Simultaneous Estimation of Vehicle’s Center of Gravity and Inertial Parameters Based on Ackermann’s Steering Geometry

[+] Author and Article Information
Zitian Yu

Department of Mechanical
and Aerospace Engineering,
The Ohio State University,
Columbus, OH 43210
e-mail: yu.553@osu.edu

Junmin Wang

Fellow ASME
Department of Mechanical and
Aerospace Engineering,
The Ohio State University,
Columbus, OH 43210
e-mail: wang.1381@osu.edu

Contributed by the Dynamic Systems Division of ASME for publication in the JOURNAL OF DYNAMIC SYSTEMS, MEASUREMENT, AND CONTROL. Manuscript received March 6, 2016; final manuscript received September 26, 2016; published online January 10, 2017. Assoc. Editor: Shankar Coimbatore Subramanian.

J. Dyn.

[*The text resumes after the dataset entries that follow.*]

PR #1255, opened 2017-05-25
REL-2784 Make date formatting order consistent

jdnavarro:
This commit focuses on dates which don't follow the year, month and day order.
Where changed the format followed is yyyy-MMM-dd. Dates with different
format (like slashes as separator instead of dashes) but with the right order
get a pass for now.

Please watch out for any date format change that would break something that's not validated with a test. I tried not touch anything that looked like it was part of a path or filename though.

Not all dates are consistent for now because I couldn't find a large enough set of changes that could pass the tests. It was unfeasible to run the whole test suite for every date format change but from this commit I think I can check the tests for every date format change. I hope to at least fix the ones with different separators.

### DIFF
--- a/bundle/edu.gemini.obslog/src/main/java/edu/gemini/obslog/obslog/DBNightlyPlanInfo.java
+++ b/bundle/edu.gemini.obslog/src/main/java/edu/gemini/obslog/obslog/DBNightlyPlanInfo.java
@@ -1,8 +1,8 @@
 package edu.gemini.obslog.obslog;
 
 import java.io.Serializable;
-import java.text.SimpleDateFormat;
-import java.util.Date;
+import java.time.Instant;
+import java.time.format.DateTimeFormatter;
 
 //
 // Gemini Observatory/AURA
@@ -22,7 +22,7 @@ public class DBNightlyPlanInfo implements Serializable, Comparable<DBNightlyPlan
     // last modified timestamp
     private long _timestamp;
 
-    private static SimpleDateFormat _formatter = new SimpleDateFormat("yyyy-MMM-dd HH:hh:ss");
+    private static DateTimeFormatter dateFormat = DateTimeFormatter.ofPattern("yyyy-MMM-dd HH:hh:ss");
 
     private String _lastModified;
 
@@ -37,7 +37,7 @@ public class DBNightlyPlanInfo implements Serializable, Comparable<DBNightlyPlan
         _title = title;
         _planID = planID;
         _timestamp = timestamp;
-        _lastModified = _formatter.format(new Date(timestamp));
+        _lastModified = dateFormat.format(Instant.ofEpochMilli(_timestamp));
     }
 
     public String getTitle() {
--- a/bundle/edu.gemini.obslog/src/main/java/edu/gemini/obslog/obslog/DBNightlyPlanInfo.java
+++ b/bundle/edu.gemini.obslog/src/main/java/edu/gemini/obslog/obslog/DBNightlyPlanInfo.java
@@ -22,7 +22,7 @@ public class DBNightlyPlanInfo implements Serializable, Comparable<DBNightlyPlan
     // last modified timestamp
     private long _timestamp;
 
-    private static SimpleDateFormat _formatter = new SimpleDateFormat("MM/dd/yy HH:hh:ss");
+    private static SimpleDateFormat _formatter = new SimpleDateFormat("yyyy-MMM-dd HH:hh:ss");
 
     private String _lastModified;
 
--- a/bundle/edu.gemini.spdb.reports.collection/src/main/java/edu/gemini/dbTools/odbState/ObservationState.java
+++ b/bundle/edu.gemini.spdb.reports.collection/src/main/java/edu/gemini/dbTools/odbState/ObservationState.java
@@ -15,10 +15,10 @@ import org.dom4j.DocumentFactory;
 import org.dom4j.Element;
 
 import java.io.Serializable;
-import java.text.DateFormat;
-import java.text.SimpleDateFormat;
 import java.util.Calendar;
 import java.util.GregorianCalendar;
+import java.text.DateFormat;
+import java.text.SimpleDateFormat;
 
 public final class ObservationState implements Serializable {
     private static final long serialVersionUID = 2;
--- a/bundle/jsky.app.ot/src/main/scala/jsky/app/ot/gemini/editor/auxfile/AuxFileEditor.scala
+++ b/bundle/jsky.app.ot/src/main/scala/jsky/app/ot/gemini/editor/auxfile/AuxFileEditor.scala
@@ -4,8 +4,9 @@ import edu.gemini.auxfile.api.AuxFile
 import edu.gemini.spModel.core.SPProgramID
 import jsky.app.ot.gemini.editor.ProgramForm
 import jsky.app.ot.vcs.VcsOtClient
-import java.text.SimpleDateFormat
-import java.util.{Collections, Date, TimeZone}
+import java.time.{Instant, ZoneId}
+import java.time.format.DateTimeFormatter
+import java.util.{Collections, Date}
 
 import jsky.util.gui.Resources
 
@@ -27,13 +28,11 @@ object AuxFileEditor {
       lab.text = size.toString
   })
 
-  private val Format = new SimpleDateFormat("yyyy-MMM-dd HH:mm:ss") {
-    setTimeZone(TimeZone.getTimeZone("UTC"))
-  }
+  private val DateFormat = DateTimeFormatter.ofPattern("yyyy-MMM-dd HH:mm:ss").withZone(ZoneId.of("UTC"))
 
   private val DateCellRenderer = new LabelCellRenderer[Date]((lab, date) => {
     lab.horizontalAlignment = Alignment.Center
-    lab.text = Format.format(date)
+    lab.text = DateFormat.format(date.toInstant)
   })
 
   private val CheckIcon = Resources.getIcon("eclipse/check.gif")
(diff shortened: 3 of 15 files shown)


bundle/edu.gemini.obslog/src/main/java/edu/gemini/obslog/obslog/DBNightlyPlanInfo.java
```diff
@@ -22,7 +22,7 @@
     // last modified timestamp
     private long _timestamp;
 
-    private static SimpleDateFormat _formatter = new SimpleDateFormat("MM/dd/yy HH:hh:ss");
+    private static SimpleDateFormat _formatter = new SimpleDateFormat("yyyy-MMM-dd HH:hh:ss");
```
swalker2m: I know it isn't part of this PR, but a `static SimpleDateFormat` is always a danger sign.  The issue is that it isn't thread-safe.  I think we might as well switch these to the newer thread-safe `java.time.format.DateTimeFormatter` while we're at it.

cquiroz: That's correct, I'll see to change it

cquiroz: I agree we should try to use the new API where possible

bundle/jsky.util/src/main/java/jsky/util/DateUtil.java
```diff
@@ -17,12 +17,12 @@
 public class DateUtil {
 
     /**
-     * Return a string with the UTC time in the format /mm/dd/yy hh:mm:ss,
+     * Return a string with the UTC time in the format yyyy-MMM-dd hh:mm:ss,
      * given the current UTC time in ms.
      */
     public static String formatUTC(long time) {
```
cquiroz: Did you check how many places use this function? we maybe changing something important upstream

cquiroz:
i'm a bit surprised this didn't affect test. So you avoided any changes that would me a test fail?

bundle/edu.gemini.spdb.reports.collection/src/main/java/edu/gemini/dbTools/odbState/ObservationState.java
```diff
@@ -178,7 +178,7 @@ private static String _getNight(final long time) {
         final StringBuilder buf = new StringBuilder();
         buf.append(startDay).append("/").append(endDay).append(" ");
 
-        final DateFormat f = new SimpleDateFormat("MMM yyyy");
+        final DateFormat f = new SimpleDateFormat("yyyy-MMM-dd");
```
swalker2m: This formatted date doesn't seem to escape an XML file into which it is written.  I don't know if anything parses that `String` somewhere else.  I think maybe we could just leave this one.

bundle/jsky.app.ot/src/main/scala/jsky/app/ot/gemini/editor/auxfile/AuxFileEditor.scala
```diff
@@ -27,7 +27,7 @@ object AuxFileEditor {
       lab.text = size.toString
   })
 
-  private val Format = new SimpleDateFormat("MM/dd/yy HH:mm:ss") {
+  private val Format = new SimpleDateFormat("yyyy-MMM-dd HH:mm:ss") {
```
swalker2m: Did you check these dialog boxes, etc after the format change.  I think this one goes in a table so it would be worth checking that the formatted dates aren't too big for the column.

bundle/jsky.app.ot/src/main/scala/jsky/app/ot/tpe/feat/TpeEphemerisFeature.scala
```diff
@@ -188,7 +188,7 @@ object TpeEphemerisFeature {
   }
 
   val formatDate: Long => String = {
-    val df = new SimpleDateFormat("dd-MMM HH:mm")
+    val df = new SimpleDateFormat("yyyy-MMM-dd HH:mm")
```
swalker2m: This one writes on the TPE display on top of everything else so it might be better to keep it short, even if technically inconsistent?  That is maybe just switch the `dd-MMM` as you've done but leave off the year?

jdnavarro:
Sorry guys for not replying earlier, for some reason I'm not getting the emails from this thread.

bundle/edu.gemini.obslog/src/main/java/edu/gemini/obslog/obslog/DBNightlyPlanInfo.java
jdnavarro: Good to know, I didn't know about it. I'll take care of it.

bundle/jsky.app.ot/src/main/scala/jsky/app/ot/gemini/editor/auxfile/AuxFileEditor.scala
jdnavarro: Not sure how to get to that dialog. Let me try getting there on my own first and if can't I'll ask you.

bundle/jsky.app.ot/src/main/scala/jsky/app/ot/tpe/feat/TpeEphemerisFeature.scala
jdnavarro: I'll change it to `MMM-dd` then.

jdnavarro:
> i'm a bit surprised this didn't affect test. So you avoided any changes that would me a test fail?

Actually I first changed all the dates that didn't look like a filename or URL path but even after trying, I couldn't get several tests to pass. I started taking out dates by different criteria (one date by one would be infeasible) and this last change was the first one I found where all the tests passed.

bundle/jsky.util/src/main/java/jsky/util/DateUtil.java
jdnavarro: No usages found with IDEA in ocs. There is also another formatting method below that didn't change but also couldn't find any usages. ¿Do you think those methods are used by ocs API consumers? ¿Can we remove them?

jdnavarro: When grepping for formatUTC I could find one usage of `formatUTC` in [`EdProgramHelper`](https://github.com/gemini-hlsw/ocs/blob/aa6c1b9131fb59aad82c067ffff2b906af523d38/bundle/jsky.app.ot/src/main/scala/jsky/app/ot/gemini/editor/EdProgramHelper.scala#L39-L40).

Do you think that will be problematic?

swalker2m: > Do you think that will be problematic?

That should be fine.

bundle/jsky.app.ot/src/main/scala/jsky/app/ot/gemini/editor/auxfile/AuxFileEditor.scala
swalker2m: I probably mislead you talking about "dialog boxes".  It's just the "File Attachment" tab on the top-level program node.  Those table columns are evenly distributed based on available space.  We can always explicitly shrink the "Size" and "NGO Check?" column if necessary.

jdnavarro: The columns in the "File Attachment" tab look fine:

file_attachment

However it doesn't look good in the "Sync History" tab:

sync_history

Do you think it's worth trying to increase the column width for *start* and *end*? I have no idea how difficult or easy that would be.

cquiroz: It would be nice to increase the width but Column's widths is not that trivial in Swing, There is a utility trait https://github.com/gemini-hlsw/ocs/blob/develop/bundle/jsky.app.ot/src/main/scala/edu/gemini/catalog/ui/TableColumnsAdjuster.scala but i don't know how applicable is for your particular case

swalker2m: It looks like it should be straightforward.  You can add a bit to the "Start" and "End" columns [here](https://github.com/gemini-hlsw/ocs/blob/develop/bundle/jsky.app.ot/src/main/scala/jsky/app/ot/gemini/editor/EdProgramHelper.scala#L25-L29) and take away a corresponding amount from "Keys Used".  I think it is worth doing.

jdnavarro: It was unexpectedly easy 🍰 

sync_history

jdnavarro:
This is now ready for a second review.

bundle/jsky.app.ot/src/main/scala/jsky/app/ot/gemini/editor/auxfile/AuxFileEditor.scala
cquiroz: unexpectedly easy and Swing? Sounds suspicious :smile:

jdnavarro:
> I guess I expected this to steal space from the "Keys Used" column but maybe it doesn't matter. "Keys Used" might just grab whatever is left-over anyway.

Hmmm, where is it taking the space from? I'm resizing manually the "Start" and "End" columns but I can only see the "Keys Used" column shrinking...

swalker2m:
> Hmmm, where is it taking the space from? I'm resizing manually the "Start" and "End" columns but I can only see the "Keys Used" column shrinking...

I think this is fine.  The last column is set, I believe, to grow or shrink to consume whatever space is left.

Sys., Meas., Control 139(3), 031006 (Jan 10, 2017) (13 pages) Paper No: DS-16-1128; doi: 10.1115/1.4034946 History: Received March 06, 2016; Revised September 26, 2016

Onboard vehicle parameter estimation is an important procedure for advanced vehicle control tasks, especially for vehicles whose payload configurations vary in day-to-day use. This study presents a newly proposed estimation method based on the Ackermann’s steering geometry (ASG) that aims to estimate multiple vehicle's center of gravity (CG) position and inertial parameters at the same time. In this method, the vehicle planar motion equations are first synthesized into a form where only the lateral force of one front wheel and longitudinal forces appear. This way, the influence of uncertainties in the tire lateral force models is greatly reduced. Then, the condition of eliminating the remaining front wheel lateral force term can be derived, which is exactly the Ackermann’s steering geometry. When the influence of lateral tire force terms are eliminated, regression technique is applied to estimate the needed vehicle parameters. Vehicle’s suspension kinematics is also considered in the processing of dynamic signals. Unlike conventional methods in estimating vehicle’s payload related parameters, the new method requires neither lateral tire force model nor accurate suspension property parameters. Simulations in CarSim®-Simulink environment verified that the proposed method is capable of estimating vehicle parameters such as CG position and inertial parameters at the same time.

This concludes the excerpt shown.